Et puis elle a parlé du COVID et de toutes les choses qui étaient cachées par le COVID, que quelque chose était en marche, un truc fort, elle a dit le mot « civilisation », elle a parlé de la durée de vie de la démocratie, mais je ne sais plus pourquoi et qu’elle avait trouvé sa réponse à elle pour les années à venir. Elle n’avait jamais autant parlé, je l’ai écouté, c’était drôle. A moi, on ne se confie jamais. Mais après, je ne savais pas comment penser ce qu’elle m’avait dit. Elle était embarrassée aussi, elle s’est excusée. Mais j’étais content. Parce qu’elle m’avait dit la vraie vérité

Je lui ai demandé pour qui elle allait voter. Elle n’a pas répondu. Là, elle a eu l’air perdue. Moi je ne peux pas voter, je n’ai pas le droit, dans 5 ans j’espère. Mais je sais que le président, je n’ai pas confiance. Il dit que rien n’est obligatoire mais en fait tout est obligatoire. Ce n’est pas convenable de penser et dire les choses ainsi.

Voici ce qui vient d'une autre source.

PR #387, opened 2017-07-26
Limit start point of scrolling for read()

hugeblank:
Adds the ability to reposition the starting point along the x axis for scrolling of characters. This would be particularly useful for command line GUIs that don't want the entire x axis being put towards the input area.

To clarify: I _have_ seen PR [303](https://github.com/dan200/ComputerCraft/pull/330). This works nothing like that; it allows for scrolling, not blocking characters being typed. And I also know that this could be done using the window API, but the way I see it, it is a lot more efficient having the scrolling built into the read function for the user. Plus the addition of this argument is optional, it has no bearing on past programs, much like a majority of the read function already.

### DIFF
--- a/src/main/resources/assets/computercraft/lua/bios.lua
+++ b/src/main/resources/assets/computercraft/lua/bios.lua
@@ -353,7 +353,7 @@ function read( _sReplaceChar, _tHistory, _fnComplete, _sDefault, _nLimit )
         term.setCursorPos( sx, cy )
         local sReplace = (_bClear and " ") or _sReplaceChar
         if sReplace then
-            term.write( string.rep( sReplace, math.max( string.len(sLine) - nScroll, 0 ) ) )
+            term.write( string.sub( string.rep( sReplace, math.max( string.len(sLine) + nScroll, 0 ) ),  nScroll + 1, nScroll + w ) )
         else
             term.write( string.sub( sLine, nScroll + 1, nScroll + w ) )
         end
--- a/src/main/resources/assets/computercraft/lua/bios.lua
+++ b/src/main/resources/assets/computercraft/lua/bios.lua
@@ -283,7 +283,7 @@ function printError( ... )
     end
 end
 
-function read( _sReplaceChar, _tHistory, _fnComplete, _sDefault )
+function read( _sReplaceChar, _tHistory, _fnComplete, _sDefault, _nLimit )
     if _sReplaceChar ~= nil and type( _sReplaceChar ) ~= "string" then
         error( "bad argument #1 (expected string, got " .. type( _sReplaceChar ) .. ")", 2 ) 
     end
@@ -295,6 +295,9 @@ function read( _sReplaceChar, _tHistory, _fnComplete, _sDefault )
     end
     if _sDefault ~= nil and type( _sDefault ) ~= "string" then
         error( "bad argument #4 (expected string, got " .. type( _sDefault ) .. ")", 2 ) 
+    end
+    if _nLimit ~= nil and type( _nLimit ) ~= "number" then
+        error( "bad argument #5 (expected number, got " .. type( _nLimit ) .. ")", 2 ) 
     end
     term.setCursorBlink( true )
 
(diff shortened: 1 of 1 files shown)


SquidDev:
To quote #330:

> IMO if people need text-box like behaviour then they should writer their own, rather than just relying on read (or if you must, create a new window and use read inside that). Otherwise you run the risk of having a mess of arguments. To quote Dan from #319:
>
> > Read isn't really for "text boxes", it's for command lines

Whilst there is a use case for it, its rare enough that I'm not sure its worth adding a new argument - it's already a complicated signature as is. 

Remember, `read` isn't designed for GUIs - it's just a simple tool for the command prompt. Just copy the `read` function and specialise it for your use-case, rather than creating a "super-duper READ-O-MATIC 4000 with turbo text entry".

hugeblank:
@SquidDev Understandable, but I feel it has some form of use for people that want to work with the command line, especially with large monitors.

Lignum:
I agree with @SquidDev, however, judging by the amount of PRs relating to making `read()` more powerful, it appears that there really does appear to be a great need for this sort of thing. If anything, this would be a job for `textutils`. Perhaps a `textutils.prompt` function which takes a table to allow for a wide range of customisations would satisfy these needs.

BombBloke:
> there really does appear to be a great ~~need~~ **desire** for this sort of thing.

Anyone submitting a PR that adds on to `read` has *in the process* demonstrated that they don't "need" that functionality to be coded directly into the mod at all.

Lignum:
It's not strictly necessary, of course, which is why I suggested it be added to `textutils`, which, as its name suggests, is a utility library full of functions like `pagedPrint` and `tabulate`. If any of the features from the read PRs (and more) were added, I think it would best find its home among these functions as a `textutils.prompt`. Of course, there's still the question whether it's worth the additional clutter, and I'm not entirely sure about that myself, which is why I'm putting this up for debate. Ultimately, we're evaluating if we want to stick to ComputerCraft's philosophy of keeping everything small and simple, or if we're following the desire of the community, as you mentioned. Since we've generally been drifting off from the former a bit, I tend towards thinking that adding a function like that couldn't hurt, though I am still torn myself.

hugeblank:
I'm actually with @Lignum here, this probably would be better in textutils. I'll see what I can do about setting it up, that is unless there is a PR already for said `textutils.prompt`

apemanzilla:
@hugeblank @CrazedProgrammer has been working on some improvements to the `texutils` API already, so we should wait and see if he's up for implementing it.

hugeblank:
@apemanzilla alright well when/if they get merged, I'll add it :P

dan200:
read() already has too many parameters.

lupus590:
Maybe "read() already has too many parameters." should go in the readme?

hugeblank:
I second this ^ 

But as I said the concept of a scrolling start point should be implemented in some sort of input function. 

Has said input function already been implemented?

lupus590:
@hugeblank Regarding the input function, perhaps it should go in `textutils`. Or maybe a new API should be made called `IOUtils`?

hugeblank:
@lupus590 It could go in `ioutils`, but what else would? It would be pointless having an API with only 1 function.

lupus590:
Or maybe a `GUIUtils`? given how many people ask for help with button API's this may be useful.

It might be worth making an issue/forum thread asking for function suggestions for the new APIs.

apemanzilla:
I'd just put it in `textutils` since it already contains some other interactive functions like `pagedPrint`

hugeblank:
I think i'll put it in uiutils (less letters the better imo). That way a button API could be added, along with an advanced read function, and the like

Wojbie:
That realy feels like stuff that user should make or find on forums. Not something to provide on default.

hugeblank:
Yes, but I would argue that that doesn't mean it shouldn't exist in API form. 
For example, `paintutils`: `drawLine`, `drawBox`, and `drawFilledBox` are all things that users should make or find on the forums, but they exist by default.

Wojbie:
Those are rather simple things. Button API or advanced read are more complicated.

hugeblank:
A button API is rather simple...

```
local buttons = {}
button = {
	add = function(x1, y1, x2, y2, name)
		buttons[#buttons+1] = {x1, y1, x2, y2, name}
	end,
	check = function()
		_, _, cx, cy = os.pullEvent("mouse_click")
		for i = 1, #buttons do
			if buttons[i][1] <= cx and buttons[i][2] <= cy and buttons[i][3] >= cx and buttons[i][4] >= cy then
				return buttons[i][5]
			end
		end
	end
}
```

This would work perfectly fine (of course with better variable names).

Enfin, tout cela m’a rendu un peu triste. Parce que c’est compliqué à comprendre, j’ai déjà 20 ans mais je n’ai que 20 ans. Je suis déjà fatigué par la suite et en même temps, je suis heureux. Parce que tout reste possible, parce que je peux écrire la suite des 20 ans à venir. Alors l’assistante sociale qui s’en va, c’est un peu moi aussi qui part avec elle. Ses mots sont un peu les miens, mes mots sont un peu les siens mais chacun dans son coin.  Ça doit être cela le sens de l’expression « être lié ».

Alors je vous dis au revoir, à bientôt  et je nous souhaite à tous bonne chance. On en aura bien besoin.